Bu haber önce İngiliz The Daily Telegraph, ardından Wikileaks belgelerinde yayınlanıyor. Türkiye açısından riskli bir haber. Suriye’de rejim muhaliflerinin bizim topraklarımızda eğitim gördüğü iddiası, Türkiye’nin başını derde sokacak türde. CHP eski milletvekili, hukukçu Şahin Mengü bu konuya ilişkin yazdığı yazıda çarpıcı bir noktaya dikkat çekiyor:
“Anayasanın 92. maddesi, Türk Silahlı Kuvvetlerinin yabancı ülkelere gönderilmesine veya yabancı silahlı kuvvetlerin Türkiye’de bulunmasına izin verme yetkisi TBMM’nindir, diyor. Bugüne kadar eğitilen Suriyeli muhalif askerlerin ve bunları Türklerle birlikte eğittiği iddia edilen gayri resmi Amerikan Özel Kuvvetlerinin Türkiye’de bulunmaları için siyasi iktidar TBMM’den izin alma gereği duymamıştır. Meclis kararı olmadan bu eğitimin yapılması Anayasa ihlalidir.”
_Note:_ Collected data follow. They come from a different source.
PR #1132, opened 2018-08-02
Current makefile changes broke build on my machine

larsbrinkhoff:
The recent changes to the Makefile have broken the build on my Ubuntu laptop. My source tree is located at /home/eswenson/ITS/ws/its.  /home/eswenson/ITS is a symlink to /media/eswenson/ITS Volume/ITS, which is a mounted disk drive.  Note the space in the volume name "ITS Volume".  The build no longer works due to:

```
mkdir -p out/klh10
cd bin/ks10; /media/eswenson/ITS Volume/ITS/ws/its/tools/itstar/itstar -cf ../../out/klh10/minsys.tape _ sys
/bin/sh: 1: /media/eswenson/ITS: not found
Makefile:71: recipe for target 'out/klh10/minsys.tape' failed
make: *** [out/klh10/minsys.tape] Error 127
```

Looks like we need quotes around these pathnames in the Makefile.  And please don't tell me that spaces in filenames are evil. I know that. This is a volume that I created a long time ago.

### DIFF
--- a/Makefile
+++ b/Makefile
@@ -39,12 +39,12 @@ RAM = bin/ks10/boot/ram.262
 NSALV = bin/ks10/boot/salv.rp06
 DSKDMP = bin/ks10/boot/dskdmp.rp06
 
-KLH10=$(CURDIR)/tools/klh10/tmp/bld-ks-its/kn10-ks-its 
-SIMH=$(CURDIR)/tools/simh/BIN/pdp10
-KA10=$(CURDIR)/tools/sims/BIN/ka10
-ITSTAR=$(CURDIR)/tools/itstar/itstar
-WRITETAPE=$(CURDIR)/tools/tapeutils/tapewrite
-MAGFRM=$(CURDIR)/tools/dasm/magfrm
+KLH10=tools/klh10/tmp/bld-ks-its/kn10-ks-its
+SIMH=tools/simh/BIN/pdp10
+KA10=tools/sims/BIN/ka10
+ITSTAR=tools/itstar/itstar
+WRITETAPE=tools/tapeutils/tapewrite
+MAGFRM=tools/dasm/magfrm
 
 H3TEXT=$(shell cd build; ls h3text.*)
 SMF:=$(addprefix tools/,$(addsuffix /.gitignore,$(SUBMODULES)))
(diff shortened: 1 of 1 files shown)


larsbrinkhoff:
What I usually do in shell scripts: throw "s at it.  Better?

larsbrinkhoff:
Sorry, I shouldn't have pullrequesterized this one.

larsbrinkhoff:
Because now it looks like I wrote the orginal issue.  It's a GitHub bug or quirk.

atsampson:
That almost works, but it doesn't do what you want for the targets and dependencies that use $(KLH10) etc. - you need to quote spaces in target and dependency names, else it sees `name with spaces in` as a list of four separate targets...

```
Makefile:151: warning: overriding recipe for target '"/home/ats/src/name'
Makefile:141: warning: ignoring old recipe for target '"/home/ats/src/name'
Makefile:151: warning: overriding recipe for target 'with'
Makefile:141: warning: ignoring old recipe for target 'with'
Makefile:151: warning: overriding recipe for target 'spaces'
Makefile:141: warning: ignoring old recipe for target 'spaces'
```

Could it be written with all of the tools being relative paths? If we added a -C option to itstar (like tar and make have), the macdmp invocation is the only other thing that'd need changing...

atsampson:
Seems to be doable and it's maybe a bit simpler overall. Here's [itstar with -C support](https://gitlab.com/atsampson/itstar/tree/master) and [its with relative paths for the tools](https://github.com/PDP-10/its/tree/ats/spaces), which works at least with simh in a path with spaces in...

larsbrinkhoff:
I was going to suggest reverting back to ${PWD}, but the solution with -C seems nice.

I unarchived the GitHub itstar so you can update it.

atsampson:
OK. I've merged that change into itstar, and I've updated [ats/spaces](https://github.com/PDP-10/its/tree/ats/spaces) - I've confirmed that that version completes a full build on all three emulators in a path with spaces in.

larsbrinkhoff:
@atsampson, you can forcibly push that commit onto this branch if you like.  Drop mine first.

eswenson1:
Hmm.... after I merged this and pulled on my machine, build failed because GT40 directory wasn't there when we tried to run PALX on some source in that directory. I noticed that Makefile didn't include GT40 in src list.

PR #1140, opened 2018-08-03
Check that ITS memory management handles TEN11 and 768K

larsbrinkhoff:
- Update the KA10 simulator with the 10-11 interface stub.
- Enable TEN11P in ITS.
- Increase core memory to the 786K maximum.


larsbrinkhoff:
Verified with a full KA10 build.

PR #1147, opened 2018-08-04
Revert to TRANSS 79 and build from source.

### LINKED ISSUE #1146: Build macsyma TRANSS from source
Currently, TRANSS is not being built from source, but a FASL is used.  Recently, TRANSS was built from source, but the resulting Macyma translator didn't work properly, so this was reverted.  This ticket is to once again build TRANSS from source. 

TRANSL; TRANSS 79 appears to work and result in translate_file correctly behaving.  Eventually, we need to figure out why versions 90 and 91 don't work.  MC backup tapes had version 80 as the one the last version of macsyma was built with, so we should attempt to find that version and use it, if not later versions.

eswenson1:
No longer include TRANSS FASL or later versions of TRANSS, since these break Macyma's
translate_file. Resolves #1146.


larsbrinkhoff:
The CircleCI test will pass once this is rebased on top of the lars/cicleci branch, or master once it has been merged.

larsbrinkhoff:
Rebased.

PR #1041, opened 2018-08-10
MacHack VI with 340 chess board

larsbrinkhoff:
RG; C 524  
MS; CHEG 104

Will not assemble as is.


larsbrinkhoff:
Outstanding problems:

```
Unterminated successful bracketed conditionals
The first was at 40-041 of file C
CHESS C
NF2LA2+1        74077    0.   280-005   NF2LA1  Undefined
NF2LA2+5        74103    0.   280-009   NF2LA4  Undefined
NF2LA2+10       74106    0.   280-012   N2FLA5  Undefined

**Comment by larsbrinkhoff** [comment]
The undefined symbols seem to be in a section of code that's not completed and not used elsewhere in the program.

**Comment by larsbrinkhoff** [comment]
I have been hunting for the cause of the `Unterminated successful bracketed conditionals` `The first was at 40-041 of file C` without success so far.  The indicated file position is a closing bracket.

MIDAS 324 says the exact same thing, but 135 says this:

```
AHPPV8+4        41406    0.   134-123   ) SEEN WHEN ] EXPECTED
CMPPNT+6        41635    0.   135-040   > SEEN WHEN ] EXPECTED
CMPP2+14        41677    0.   135-075   > SEEN WHEN ] EXPECTED

larsbrinkhoff:
MIDAS 135 and EMACS don't agree on the page number.  MIDAS page 134 is EMACS page 131.

I think MIDAS 135 doesn't handle .ASCII properly, so that's a dead end.

larsbrinkhoff:
Fixing all uses of .ASCII to add a space after the ! expression (as documented in the MIDAS manual) makes MIDAS 135 assemble C cleanly.  However, MIDAS 458 still complains about the unterminated conditional, so that's not it.

larsbrinkhoff:
MIDAS 289 also complains about the unterminated conditional.

larsbrinkhoff:
Ok, I officially give up!  There may be an unterminated conditional but if so, I don't think it's anywhere near page 40 as I commented out every conditional there and in the neighbouring pages.

Anyone else want to give it a try?

larsbrinkhoff:
I did not succeed.  There's still a... I'd say warning.  The message points out a problem, but it's benign.  Maybe the MIDAS manual says it best:

> If  the "]" of a successful bracketed conditional is missing, no harm results unless a literal was in progress.  However, it means that if in another assembly the same conditional failed (perhaps due to different parameter settings), lossage would occur.  Therefore, MIDAS prints a message at the end of the assembly stating that there was an unterminated successful conditional, and says where the first one was.

So we should be OK.  I'd fix it, but I can't for the life of me find which conditional it is.  It doesn't seem to be where MIDAS says it should be.

larsbrinkhoff:
I guess we'll make do with this.

larsbrinkhoff:
@IanOsgood, FYI MacHack VI sources here.

PR #1161, opened 2018-08-14
Some memos

larsbrinkhoff:
TJ6 sources for some memos.

- WP 78: FED
- AIM 240: 11SIM
- AIM 260A: LOCK
- AIM 261A: PEEK


larsbrinkhoff:
The increased influx of typeset documents raises the question: what should we do with them?  Just let them sit, or print PDFs or something?  I suggest maybe XGP-11 should be used when it comes online, unless that complicates the build process too much.

larsbrinkhoff:
In #1422, I did run BOLIO to get a typeset XPG file.  I added a new build script typeset.tcl for this.

larsbrinkhoff:
@atsampson, I checked the LOCK and PEEK files.  They don't seem to be made with BOLIO or R.  Searching some random commands online, e.g. `.every`, turns up PUB.

PR #1141, opened 2018-08-15
PDP-6 auxiliary processor

larsbrinkhoff:
Notes.  Eventually, a pull request.


larsbrinkhoff:
Branch is work in progress.  I made a pull request so people can see it more easily.

This seems to work now with a PDP6 job:

- Loading a program.
- Reading and writing individual words in DDT.

Things that seem intended not to work:

- Setting breakpoints.
- Starting.

larsbrinkhoff:
@cbf9427, did you ever use the AI lab PDP-6 from the PDP-10?  As in, for example, making a PDP6 job in HACTRN.

If so, do you remember which operations were available?  So far we have tested clearing PDP-6 core through the RESET system call, and loading a program.  DDT can read and write individual words.  Is there anything else that can be done?

larsbrinkhoff:
KLH confirms there is only memory access to the PDP-6 from ITS.  So no starting, stopping, breakpoints, stepping.

> Yes, the 10 only had memory access as far as I remember.  The most common use was loading Spacewar or one of the other fun programs to do stuff with the 340 display or the music speakers.  This was far, far easier and faster than using either paper tape or DECtape.

larsbrinkhoff:
KA10 simulator pull request in progress: https://github.com/rcornwell/sims/pull/93

larsbrinkhoff:
In particular, this conditional expression is hairy:

    IFE <1-PDP6P>\<<T11CPA_-18.>-<PDP6BM_-18.>>

What I mean to say is that PDP6P must be true, *and* also T11CPA and PDP6BM must be in the same moby.  Inverting this logic gives us: skip the following code if PDP6 is 0, *or* the addresses are in separate mobies.

larsbrinkhoff:
Lightly tested with @aap's pdp6 simulator.  Made a PDP6 job and read and wrote some words.

larsbrinkhoff:
```
TO START THE PDP-6:
    PRESS THE STOP SWITCH
    PRESS THE I/O RESET SWITCH
    SET THE CONTENTS SWITCHES TO ZEROES
    SET THE ADDRESS SWITCHES TO 40(OCTAL)
    DEPRESS DEPOSIT
    PRESS I/O RESET
    SET ADDRESS SWITCHES TO 41(OCTAL)
    DEPRESS DEPOSIT
    PRESS I/O RESET
    PRESS START
```
https://www.saildart.org/INFO.ITS%5BUP,DOC%5D

PR #1167, opened 2018-08-16
LOCK aliases: VTFIX, and start TV-11 & PDP-6

larsbrinkhoff:
TS VTFIX, unknown directory.

LOCK checks its JNAME when it starts.  If it's VTFIX, it'll call a special routine and exit.

(I'd like to add something like PDP6UP and TV11UP to make it easier to start those facilities.)


larsbrinkhoff:
I made it SYS3; TS VTFIX.

Added TVFIX and 6FIX.  They are not linked, but could be from CHANNA; RAKASH TVFIX and 6FIX.  This way, TARAKA will start them when ITS has booted.

Not tested yet, so not ready for merging.  But ready for comments!  To me this feels like an ITS-y way to do it.

larsbrinkhoff:
I made TVFIX call STUFF first, then set TT11P to 1.  Maybe that's overdoing it.

PR #1171, opened 2018-08-16
Assemble Tech II for TV display.

larsbrinkhoff:
Add AGB; C DIS which looks similar to CHPROG; OCDAGB.

This endowes Tech II with a chess board very similar to MacHack, but about 60% larger.


build/misc.tcl
```diff
@@ -390,8 +390,7 @@ respond "*" ":pdump games; ts trek\r"
 respond "*" ":kill\r"
 
 # Chess: timesharing, no TV display
```
atsampson: Update the comment?

larsbrinkhoff: Of course, thanks!

PR #1176, opened 2018-08-22
Port Tenth to MIDAS

larsbrinkhoff:
Tenth is @aap's toy Forth for KS10.  I ported it to MIDAS syntax.  Verified with SIMH.


larsbrinkhoff:
On second thought, I'll make a version 3 to also run under ITS.

larsbrinkhoff:
Left as an exercise: porting to KA10.

larsbrinkhoff:
This isn't a significant change, so maybe another round of reviews aren't needed.

PR #1178, opened 2018-08-23
Check Makefile SRC, DOC, and BIN.

larsbrinkhoff:
Run this with `make check-dirs`.  This is added to all CI builds.


larsbrinkhoff:
First commit is just the check and it fails as expected.

The second commit adds missing directories.

PR #266, opened 2024-06-21
make `queryDurationMillis` field optional in VerticalResults

anguyen-yext2:
J=CLIP-1318
TEST=auto,manual

ran `npm run test`. Tested this change together with the rest of the sdk changes to confirm that gda is executed successfully after executeVerticalQuery finishes.

### DIFF
--- a/package.json
+++ b/package.json
@@ -1,6 +1,6 @@
 {
   "name": "@yext/search-core",
-  "version": "2.6.0-beta",
+  "version": "2.6.0-beta.2",
   "description": "Typescript Networking Library for the Yext Search API",
   "main": "./dist/commonjs/src/index.js",
   "module": "./dist/esm/src/index.js",
--- a/src/models/searchservice/response/VerticalResults.ts
+++ b/src/models/searchservice/response/VerticalResults.ts
@@ -11,7 +11,7 @@ export interface VerticalResults {
   /** A array of {@link AppliedQueryFilter}s which were applied to the vertical results. */
   appliedQueryFilters: AppliedQueryFilter[],
   /** The duration of the query in milliseconds. */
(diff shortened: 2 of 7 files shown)


package.json
```diff
@@ -1,6 +1,6 @@
 {
   "name": "@yext/search-core",
-  "version": "2.6.0-beta",
+  "version": "2.6.0-beta.2",
```
Fondryext, line 3: silly question - is it normal/typical to go to .2 instead of .1? I'm not sure how versioning works

src/models/searchservice/response/VerticalResults.ts
```diff
@@ -11,7 +11,7 @@ export interface VerticalResults {
   /** A array of {@link AppliedQueryFilter}s which were applied to the vertical results. */
   appliedQueryFilters: AppliedQueryFilter[],
   /** The duration of the query in milliseconds. */
-  queryDurationMillis: number,
+  queryDurationMillis?: number,
```
yen-tt, line 14: can you specify in the comment when it is present / not present?

package.json
anguyen-yext2: I'm not sure neither, but I was told to go from x.x.x-beta to x.x.x-beta.2
I have already merged the beta.2 version for search-headless before, so I assume this is ok?

vijay267 (approved):

package.json
vijay267: I had the same question but I'm not sure either. Maybe Yen knows? If you've done it before, perhaps it's ok.

anguyen-yext2: Yen did told me that there is no strict rule on the revision numbers on beta. She personally view the original as the first version so next up should be .2

PR #268, opened 2024-07-12
search-core: Adding Page Number to Segment

vdarosa:
Added an optional parameter called pageNumber to Segments.ts

Test: Existing tests in search-core all pass


docs/search-core.segment.pagenumber.md
```diff
@@ -0,0 +1,13 @@
+<!-- Do not edit this file. It is automatically generated by API Documenter. -->
+
+[Home](./index.md) &gt; [@yext/search-core](./search-core.md) &gt; [Segment](./search-core.segment.md) &gt; [pageNumber](./search-core.segment.pagenumber.md)
+
+## Segment.pageNumber property
+
+The page number of a segment from a pdf
```
EmilyZhang777, line 7: I'd prefer to say something like "The page number of the document that the segment came from. Only populated when document is a PDF file."
If you end up changing this, make sure to update other places as well

EmilyZhang777:
Also, this pr needs to be merged into a hotfix branch instead of master

EmilyZhang777 (approved):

Böyle bir izin şartının en tipik örneği 1 Mart tezkeresi. TBMM 1 Mart 2003’te Amerikalı askerlerin Türkiye üzerinden Irak’a geçmelerine izin vermiyor.
Şahin Mengü yazısında ayrıca, olayın dış politika açısından sakıncalarını dile getiriyor. Suriye’de insan hakları ihlallerine Türkiye elbette sessiz kalamaz. Ama sesini çıkarmak, Suriye’nin iç işlerine karışmak anlamına gelmez.
Mengü’nün Anayasa 92. madde uyarısına TBMM’deki muhalefet ne diyor acaba?